## [Dataset records]
PR #13607, opened 2024-01-10
feat: Expressify `pattern` of `str.extract`

reswqa:


ritchie46 (approved):
The great expressification continues. :)

Issue #13399, opened 2024-01-03
Add exception base class on the Python side


indigoviolet:
### Description

Based on https://github.com/pola-rs/polars/blob/main/py-polars/polars/exceptions.py, it does not. It would be useful to define a polars.PolarsBaseException that can be used to catch all errors from polars without catching `Exception`

stinodego:
No, but I will add one. There might already be an issue for it 🤔

PR #13615, opened 2024-01-10
feat(python): Add base `PolarsError` and `PolarsWarning` class

stinodego:
Closes [#13399](https://github.com/pola-rs/polars/issues/13399)

It's now possible to catch all Polars-native warnings by catching `PolarsError`, rather than having to catch the specific error.


alexander-beedie:
I like this a _lot_ 😎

## [Requirement]
Your answer must consist of every line above, transcribed verbatim.

## [Answer for the task]
PR #13607, opened 2024-01-10
feat: Expressify `pattern` of `str.extract`

reswqa:


ritchie46 (approved):
The great expressification continues. :)

Issue #13399, opened 2024-01-03
Add exception base class on the Python side


indigoviolet:
### Description

Based on https://github.com/pola-rs/polars/blob/main/py-polars/polars/exceptions.py, it does not. It would be useful to define a polars.PolarsBaseException that can be used to catch all errors from polars without catching `Exception`

stinodego:
No, but I will add one. There might already be an issue for it 🤔

PR #13615, opened 2024-01-10
feat(python): Add base `PolarsError` and `PolarsWarning` class

stinodego:
Closes [#13399](https://github.com/pola-rs/polars/issues/13399)

It's now possible to catch all Polars-native warnings by catching `PolarsError`, rather than having to catch the specific error.


alexander-beedie:
I like this a _lot_ 😎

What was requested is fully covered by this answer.